Diyelim ki insanidir, diyelim ki doğaldır… Ve hatta diyelim ki muhatabımızı onurlandırarak yüreklendirmeyi ifade ettiği için gereklidir alkış…

İyi de; son dönemde kimi sosyete çevrelerinde daha çok da sosyalist eskisi, ideolojik saplantılı, düşünce özürlü çevrelerin, ölülerini kaldırırkenki alkışlarının ne anlama geldiğini bir türlü anlayabilmiş değilim. Alkışın, sevgi veya takdiri ifade edilen bir eylem olduğu hesaba katılırsa bir ölüyü alkışlamayı anlamlandırmak gerçekten zor oluyor.

Bu alkışlarla; “ Ölmeyi başardın aferin sana yiğit adamsın doğrusu…” demek mi isterler? Yoksa “İyi ki gittin, sırtımızda bir kamburdun…” demek mi? Veya mesela; “Sen çok yaşa koçum benim…” demek midir manası bu alkışların?

Pekâlâ; ölüm tarih boyunca sağlıklı bir insan için hüznü gerektirirken modern insan aklını peynir ekmekle mi yemiş ki sevdiklerinin ölümünü bir sevinç gösterisi olan alkışla karşılıyor? Üstelik tarihte ve dünyada Türkiye’deki bir avuç aklı evvelden başka kimsede böyle bir uygulama görülmezken.

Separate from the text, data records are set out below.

PR #1124, opened 2020-08-05
Prevent confusion if visitors comming from v3.x Documentation

pboethig:
In order to save time on v3x readings

If I am an EZ Platform v3.x developer and come from the V3.x docs context I do not want to struggle in v2.x bundle documenations.

I expect, that I do not get bundle documenation on v3.x docs.

### DIFF
--- a/docs/tutorials/field_type/creating_a_tweet_field_type.md
+++ b/docs/tutorials/field_type/creating_a_tweet_field_type.md
@@ -4,6 +4,8 @@
 
     The code created in this tutorial is available on GitHub: (https://github.com/ezsystems/TweetFieldTypeBundle).
 
+# This tutorial is only processable in EZ Platform version < 3.x 
+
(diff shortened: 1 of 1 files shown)


DominikaK:
We are currently working on some redesigns to the documentation layout which will make it much clearer which version of the doc you are reading. Hopefully, once this work is completed, you shouldn't encounter confusion like thin anymore.

Because of multiple extensive changes between v2 and v3 of the product, it is not viable to cover all the differences with such warnings.

pboethig:
Please link on generic doc: https://doc.ezplatform.com/en/3.1/extending/extending_field_type/

DominikaK:
@pboethig, it is not clear to me what you are referring to. The "Creating custom Field Type" page for v3 does not link to the "Creating a Tweet Field Type" tutorial, which, as you rightly noticed, exists only in the v2 version of the doc.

Hadi çevresi böylesi garip ve komik bir tarzda kaldırıyorlar cenazeyi de; yakınları, ölenin oğlu, kızı veya anası babası içerlemiyor mu bu duruma? “ benim en acılı günümde bu ne laubalilik, bu ne küstahlık, utanmıyor musunuz” demiyor mu? Kim bilir demiyor zahir…

Her neyse benim üzerinde durmak istediğim bu “alkış” da değil.

Sözünü edeceğim “alkış” bir kısım Müslümanlara da serpen bulaşıcı bir maraz… Bir düşüncesizliği, dinden bihaber oluşun, “uydum kalabalığa” kayıtsızlığını ifade eden bir “alkış”.

Hayır, hayır “Alkışlamak İslam da yoktur… Müslümanlar sevinç ve takdirlerini alkışla değil tebrik ve tekbirle dile getirirler…” falan gibi bir itirazı da dile getiriyor değilim.

 Lafı hayli uzattığımın farkındayım tabii. O halde gelin 25 Mayıs 2009 tarihli Yeni Şafak gazetesindeki şu haberi birlikte okuyalım.

“Sezenden ‘la daye’” başlıklı haber şöyle devam ediyor… “Sezen Aksu ‘Halil İbrahim buluşmaları’ için gittiği Şanlıurfa’da üç saatlik müzik ziyafeti verdi. ‘MİNİK SERÇE’nin’ söylediği Kürtçe ‘la daye’ isimli şarkı büyük alkış aldı.”

Şimdi pirincin taşını birlikte ayıklamaya çalışalım…

“MİNİK SERÇE” değil ama bu minicik haberin içine bu kadar büyük çelişkileri sığdırmayı başaran karmaşık zihin yapısını takdir mi etmeliyiz yoksa böylesi zihin yapısına hayret mi etmeliyiz?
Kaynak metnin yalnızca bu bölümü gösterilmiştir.